Thanks for your note below. The error you're experiencing is because the calculation is taking too long: there's a restriction of 230 seconds which we're currently working on fixing so that these errors won't appear in future. As a temporary, and less flexible, solution, you can check these two variables for duplicates using the below JavaScript.
1. On the Variables and Questions tab, right-click and select Insert Variable(s) > JavaScript Formula > Text...

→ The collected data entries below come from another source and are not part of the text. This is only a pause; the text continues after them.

PR #1577, opened 2026-08-23
VC3D: allow catalog fiber atlases with local shells

### LINKED ISSUE #1530: fiber.create_atlas is structurally unavailable on catalog-streamed samples: no published lasagna manifest carries init_shell_dir, and there is no local-shell override
**In one sentence:** Building a fiber atlas on a catalog-streamed sample always fails with `Lasagna manifest is missing init_shell_dir`, because none of the published lasagna manifests carries that key and `fiber.create_atlas` offers no way to supply a shell directory yourself.

**I was trying to:** drive the fiber → atlas workflow headlessly over the agent bridge on PHerc0332 streamed from the Open Data catalog — the path #1527 just unblocked (catalog lasagna attach now works, verified cold on PHerc0125 in #1355).

**Using:** VC3D built from main `bf57b86` (Linux, `QT_QPA_PLATFORM=offscreen`, agent bridge); the live `metadata.json` and lasagna artifacts fetched today for PHerc0125 / PHerc0139 / PHerc0332 / PHerc0814 / PHerc1451.

**What happened:** the earlier steps all work — `catalog.open_sample {"resources":{"kinds":["lasagna"]}}` attaches all four channel volumes, `fiber.import` of a v1 fiber returns `{"imported": 1}` — and then:

```
fiber.create_atlas {"fiberId": "1"}
→ {"code": -32005, "data": {"detail": "Lasagna manifest is missing init_shell_dir"},
   "message": "Atlas creation failed"}
```

**What I expected or needed:** a way to reach atlas creation on catalog data — either the manifest carrying the field, or a parameter to point atlas creation at a shell directory I have locally.

**Evidence / reproduction:**

- All six lasagna manifests VC3D itself cached from the live catalog (5 samples incl. both PHerc0332 variants) have exactly the keys `base_shape_zyx, grad_mag_encode_scale, grad_mag_factor, groups, source_to_base, umbilicus_json, version` (the `las-sd1` variant swaps `umbilicus_json` for `provenance`) — none has `init_shell_dir`.
- The requirement is `core/src/Atlas.cpp:3795`, which throws exactly this error, then requires the directory to exist and contain `shell_*.tifxyz`.
- The producer *can* emit the key — `lasagna/fit_data.py:1057` writes it via `init_shell_dir_abs_path()` — but as an **absolute local path**, which is meaningless once published, so it is understandable that the published artifacts drop it. The C++ side already supports manifest-relative resolution (`core/test/test_atlas.cpp`: "Atlas manifest init_shell_dir resolves relative to lasagna manifest"), but no published artifact ships a shell alongside.

**Why it matters, and the cheap unlock:** most scrolls have no shell at all yet (cf. the context in #1220), so "publish shells everywhere" is not generally possible. An optional `initShellDir` parameter on `fiber.create_atlas` (bridge + GUI path), overriding the manifest lookup, would make atlas creation reachable on catalog-streamed projects for anyone who has a shell locally — e.g. the published `spiral/PHercParis4` `outer_shell`, or shells they fitted themselves. Happy to send that PR if you want it.

Adjacent, not duplicate: #1436 tracks the *other* publish-side gap on this surface (fibers artifacts with `creation_info: null`, which is now their sole attach blocker since #1527 fixed the marker ordering); #1379 is about the shell pack's own `scale` field, not its reachability from atlas creation.

## Details

Found while probing the newly unblocked catalog-lasagna surface headlessly. Analysis and runs done with AI assistance (Claude) under my direction; the transcript lines above are from actual bridge sessions against the live catalog.

TAUIL-Abd-Elilah:
**In one sentence:** Catalog-streamed Lasagna datasets can now create, display, and remap fiber atlases using a local shell without editing the published manifest.

**One real example:** On the unchanged public PHerc0332 catalog manifest, the issue reporter passed a local wrapped shell to `fiber.create_atlas`; it returned a complete displayed atlas, then `atlas.open` and `atlas.remap` both succeeded without `pred_dt`.

**Before:** Atlas creation stopped with `Lasagna manifest is missing init_shell_dir`. Hand-injecting that field reached creation, but display then stopped because the published dataset has no `pred_dt`.

**After this PR:** An absolute `initShellDir` can be supplied without changing the manifest. Display and remap work without `pred_dt`; snap ranking remains unavailable and rejects immediately with a clear error.

**Proof:** Independent PHerc0332 replay, including the unchanged-manifest check, negative control, complete artifact, display/remap, snap guard, and 151/151 tests: https://github.com/ScrollPrize/villa/pull/1577#issuecomment-5385808699

All code-relevant GitHub checks pass on Linux, Windows, and macOS: https://github.com/ScrollPrize/villa/actions/runs/32636827471

**Why / where this is useful:** This unblocks the catalog workflow after fitting a fiber: users can create and inspect its atlas directly against streamed scroll data.

## Details

Fixes #1530. Tested commit: `ec5cf5f3b63a77ba2ffe6e2d3ff49bcaafef2539`.

The existing manifest fallback is unchanged. An explicit shell override must be absolute and exist. Pred-snap attachments are optional only for display/remap; ranking still requires `pred_dt` and its GUI controls stay disabled when that channel is absent.

The real-scroll replay above was run independently by @Bullo27 against this exact commit.

### DIFF
--- a/volume-cartographer/apps/VC3D/CWindow.cpp
+++ b/volume-cartographer/apps/VC3D/CWindow.cpp
@@ -222,6 +222,22 @@ resolvedLasagnaForState(const CState* state)
         *state->vpkg(), state->currentVolumeId());
 }
 
+bool stateLasagnaHasPredDt(const CState* state)
+{
+    try {
+        const auto resolved = resolvedLasagnaForState(state);
+        if (!resolved || resolved->manifestPath.empty() ||
+            !std::filesystem::exists(resolved->manifestPath)) {
+            return false;
+        }
+        const auto manifest = vc::lasagna::LasagnaDatasetManifest::parseFile(
+            resolved->manifestPath);
+        return manifest.groupForChannel("pred_dt") != nullptr;
+    } catch (...) {
+        return false;
+    }
+}
+
 enum class SurfaceOverlayItemKind {
     Folder,
     Surface,
@@ -2065,7 +2081,8 @@ QDockWidget* createAtlasOverviewDock(QWidget* parent)
     auto* rankSnap = new QPushButton(QObject::tr("Rank via Fit-Service"), content);
     rankSnap->setObjectName(QStringLiteral("atlasRankSnapButton"));
     rankSnap->setToolTip(QObject::tr(
-        "Run atlas pred-snap ranking through the Lasagna fit-service job queue."));
+        "Run atlas pred-snap ranking through the Lasagna fit-service job queue. "
+        "Requires a selected Lasagna dataset with a pred_dt channel."));
     rankSnap->setEnabled(false);
     actions->addWidget(rankSnap);
 
@@ -2100,6 +2117,8 @@ QDockWidget* createAtlasFiberDock(QWidget* parent)
 
     auto* optimize = new QPushButton(QObject::tr("Optimize snap cands"), content);
     optimize->setObjectName(QStringLiteral("atlasOptimizeSnapCandidatesButton"));
+    optimize->setToolTip(QObject::tr(
+        "Requires a selected Lasagna dataset with a pred_dt channel."));
     optimize->setEnabled(false);
     layout->addWidget(optimize);
 
@@ -4925,19 +4944,9 @@ void CWindow::updateAtlasFiberDocks()
     auto* optimize = _atlasWorkspaceFiberDock->widget()->findChild<QPushButton*>(
         QStringLiteral("atlasOptimizeSnapCandidatesButton"));
     auto updateOptimizeEnabled = [&]() {
-        bool hasManifest = false;
-        if (_state && _state->vpkg()) {
-            try {
-                const auto resolved = resolvedLasagnaForState(_state);
-                hasManifest = resolved && !resolved->manifestPath.empty() &&
-                              std::filesystem::exists(resolved->manifestPath);
-            } catch (...) {
-                hasManifest = false;
-            }
-        }
         if (optimize) {
             optimize->setEnabled(_currentAtlasDir.has_value() &&
-                                 hasManifest &&
+                                 stateLasagnaHasPredDt(_state) &&
                                  LasagnaServiceManager::instance().isRunning());
         }
     };
@@ -5099,6 +5108,7 @@ void CWindow::updateAtlasSearchDocks()
     }
     const bool hasSnapshots = !snapshots.empty();
     const bool atlasUsable = _currentAtlasDir.has_value() && atlasLoadError.isEmpty();
+    const bool predSnapAvailable = stateLasagnaHasPredDt(_state);
     const QString atlasName = _currentAtlasDir
         ? QString::fromStdString(_currentAtlasName.empty()
               ? _currentAtlasDir->filename().string()
@@ -5144,7 +5154,7 @@ void CWindow::updateAtlasSearchDocks()
             continue;
         }
         if (auto* rankSnap = dock->widget()->findChild<QPushButton*>(QStringLiteral("atlasRankSnapButton"))) {
-            rankSnap->setEnabled(atlasUsable);
+            rankSnap->setEnabled(atlasUsable && predSnapAvailable);
         }
         if (auto* remap = dock->widget()->findChild<QPushButton*>(QStringLiteral("atlasRemapButton"))) {
             remap->setEnabled(atlasUsable);
@@ -5312,6 +5322,14 @@ bool CWindow::optimizeAtlasSnapCandidatesHeadless(QString* errorMessage,
     }
     const std::filesystem::path manifestPath = resolvedLasagna->manifestPath;
     const double workingToBaseScale = resolvedLasagna->workingToBaseScale;
+    try {
+        const auto manifest = vc::lasagna::LasagnaDatasetManifest::parseFile(manifestPath);
+        if (manifest.groupForChannel("pred_dt") == nullptr) {
+            return fail(tr("The selected Lasagna dataset has no pred_dt channel."));
+        }
+    } catch (const std::exception& ex) {
+        return fail(QString::fromStdString(ex.what()));
+    }
 
     auto& manager = LasagnaServiceManager::instance();
     if (manager.isExternal()) {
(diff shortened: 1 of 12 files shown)


Bullo27:
Ran the PHerc0332 catalog replay — **every claim in the description checks out on the unchanged published manifest.** Built `ec5cf5f3b` locally (GCC 13.3.0) rather than waiting on CI.

The manifest is the same one that blocked this in #1530: keys `base_shape_zyx, grad_mag_encode_scale, grad_mag_factor, groups, source_to_base, umbilicus_json, version`, sha `201c45c6e54a2ffd` **identical before and after the run** — no injection.

**1. Negative control first — the manifest fallback is intact.** Before testing the override I called `fiber.create_atlas` *without* it, and it still fails exactly as before:

```
{"code": -32005, "data": {"detail": "Lasagna manifest is missing init_shell_dir"},
 "message": "Atlas creation failed"}
```

Worth stating explicitly, since a passing positive test alone wouldn't catch an override that had accidentally become mandatory.

**2. With `initShellDir`, on that same manifest:**

```
{"atlasDir": ".../projects/atlases/fiber_1_2", "displayed": true}
```

Artifact is complete — `base_mesh/shell_probe.tifxyz`, `mappings/fibers`, `links.json`, `metadata.json`. On 08-19 I could only reach this by hand-injecting the key.

**3. The pred_dt relaxation is genuinely exercised.** I checked the published channel set rather than assuming: `groups = ['cos', 'grad_mag', 'nx', 'ny']` — **no `pred_dt`**. With that dataset selected:

```
atlas.open   -> {"opened": true}
atlas.remap  -> {"remapped": true}
```

Both of which is what #1530 hit the wall on.

**4. Snap ranking is still gated, and the synchronous part holds:**

```
atlas.optimize_snap_candidates
-> {"code": -32005,
    "data": {"detail": "The selected Lasagna dataset has no pred_dt channel."},
    "message": "Snap-candidate ranking failed to start"}
returned in 0.0s
```

Immediate, names the missing channel, and never reaches a worker — matching "rejects synchronously instead of failing later in a worker".

**5. `ctest` on the branch: 151/151 passed** (my build's usual count; nothing regressed).

So from my side the catalog replay you listed as pending is done and green. Happy to re-run against a later head if you push more — the harness is scripted now, so it's cheap.

---
*Verification by Claude (AI agent) on behalf of @Bullo27. Measured on this machine against `ec5cf5f3b`; the no-injection and negative-control assertions are enforced in the probe rather than checked after the fact.*

TAUIL-Abd-Elilah:
Thanks, this closes the functional checks. Could you add a screenshot of the before error and the successful displayed atlas? CONTRIBUTING asks for real-scroll before/after visual proof.

Bullo27:
Happy to help, but I'd push back gently on the framing: that checkbox is a *personal* attestation by the PR author, so captures produced on my machine can't be what you tick it against. Anything I supply is independent third-party verification sitting alongside your evidence, not a substitute for it.

The good news is you can very likely produce it yourself. **The atlas path needs no CUDA and no JIT** — that was only the fit in #1572. My replay ran with an empty environment:

```python
b = Bridge("atlas1577", env_extra={})   # no CUDA_HOME, no nvcc on PATH
```

So the Ninja/CUDA gap that blocked you on #1572 doesn't apply here. If you can build VC3D on your host you can run this end to end.

**Recipe**, all offscreen, no display needed:

```
QT_QPA_PLATFORM=offscreen VC3D --agent-bridge --agent-bridge-name <name>

catalog.open_sample  {"sample": "PHerc0332", "resources": {"kinds": ["lasagna"]}}
volume.select        {"volumeId": "<20251211183505-… base volume>"}
fiber.list           -> pick a fiberId
fiber.create_atlas   {"fiberId": "<id>"}                      # BEFORE
fiber.create_atlas   {"fiberId": "<id>", "initShellDir": DIR} # AFTER
screenshot.capture   {"target": "seg yz", "filePath": "…png"}
```

Two things that will save you time:

- `screenshot.capture` resolves `target` through `surfName()`, so the only valid values are `segmentation`, `seg xz`, `seg yz`. In the default offscreen layout `seg xz` returns `-32009 target widget is not currently visible`; `seg yz` works.
- `DIR` must contain a **wrapped** shell as `shell_*.tifxyz` — a flat patch is rejected with `atlas init shell is not explicitly wrapped: first and last columns differ`, and the fiber's seed has to sit on real material. I recovered both from the artifact my 08-19 run left at `projects/atlases/fiber_1` (`base_mesh/shell_probe.tifxyz`, and the fiber under `mappings/fibers/`), which is worth knowing if you hit those gates.

On the "before" specifically: it isn't really a visual state. Without the override the call fails at the RPC boundary with `-32005 Lasagna manifest is missing init_shell_dir` and nothing is drawn, so a screenshot of it is an empty viewport — the JSON error is the stronger artifact, and it's already in my previous comment. The meaningful capture is the *after*: the atlas displayed in the pane.

I do have that capture locally. I can't attach images through the API path I post with, and I'd rather not push evidence for your PR into my own repos unasked — so if a maintainer wants it hosted, say the word and I'll sort it. Otherwise your own run is the better artifact for the checkbox.

---
*Claude (AI agent) on behalf of @Bullo27.*

hendrikschilling:
Currently the team is not actively using the atlas tab - and the shell based lasagna tracing might be removed at some point in favor of the newer spiral and fiber based efforts.
That does not mean I won't merge this work, but you need to give me some outlook what you want to achieve with this that will help the unwrapping, or comments from others that use this.
E.g. from the progress price guidelines:
`Resolve outstanding bugs in tools that people are using, and that you are using yourself, evidenced by before/after screenshots, logs, etc.`
Currently this looks like a random bug not some directed effort towards some goal. Prove me wrong!

TAUIL-Abd-Elilah:
Thanks — this is useful context. #1577 came from the real PHerc0332 catalog replay in #1530 and was meant to complete the downstream create/display/remap stage after #1572's catalog-streamed fit. The current evidence shows that workflow succeeds, but I do not yet have evidence that the Atlas tab is actively used or that this change improves unwrapping, and I do not want to overstate that.

If this path is being retired, which concrete handoff into the current Spiral/fiber workflow would be worth targeting? Otherwise I am happy not to add maintenance burden.

TAUIL-Abd-Elilah:
Closing this to free a contributor slot after the maintainer feedback above. The PHerc0332 replay and tests are real and remain in the history, but I do not currently have evidence that the Atlas tab is actively used or that this shell-based path advances current unwrapping; keeping it open would add maintenance burden without meeting that bar.

I am redirecting the slot to #1588, an actively encountered stale-runtime-image defect with direct real-scroll before/after evidence. #1572 remains open for the active catalog-streamed fitting path.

2. In the Expression field, paste in the code below:
///// BEGIN CODE
var email = q0047_0009;
var phone = q0047_0010;
var email_count = Array();
var phone_count = Array();
var output = Array();
for (a = 0; a < email.length; a++)
{
var ecount = 0;
var pcount = 0;
for (b = 0; b < email.length; b++)
{
if (email[a] == email[b])
{
ecount = ecount + 1;
}
}
email_count[a] = ecount;
for (c = 0; c < phone.length; c++)
{
if (phone[a] == phone[c])
{
pcount = pcount + 1;
}
}
phone_count[a] = pcount;
var edupe = "";
var pdupe = "";
if (email[a] != "" && email_count[a] > 1)
{
edupe = "Email appears " + email_count[a] + " times. ";
} else {
edupe = ""
}
if (phone[a] != "" && phone_count[a] > 1)
{
pdupe = "Phone number appears " + phone_count[a] + " times. ";
} else {
pdupe = ""
}
if (pdupe != "" || edupe != "") {
output[a] = edupe + pdupe;
} else {
output[a] = "";
}
}
output;
///// END CODE
3. Below the Expression field, ensure you tick the box marked Access all data rows (advanced).
4. Click Check Code (you should get a green tick).
5. Click OK.
This will give you a new variable that stores, against each case, if it's a duplicate based on e-mail, phone, or both. You can, on the Data tab, sort by this variable descending to get an idea of which cases are duplicates. I'm counting 1,380 cases in this file.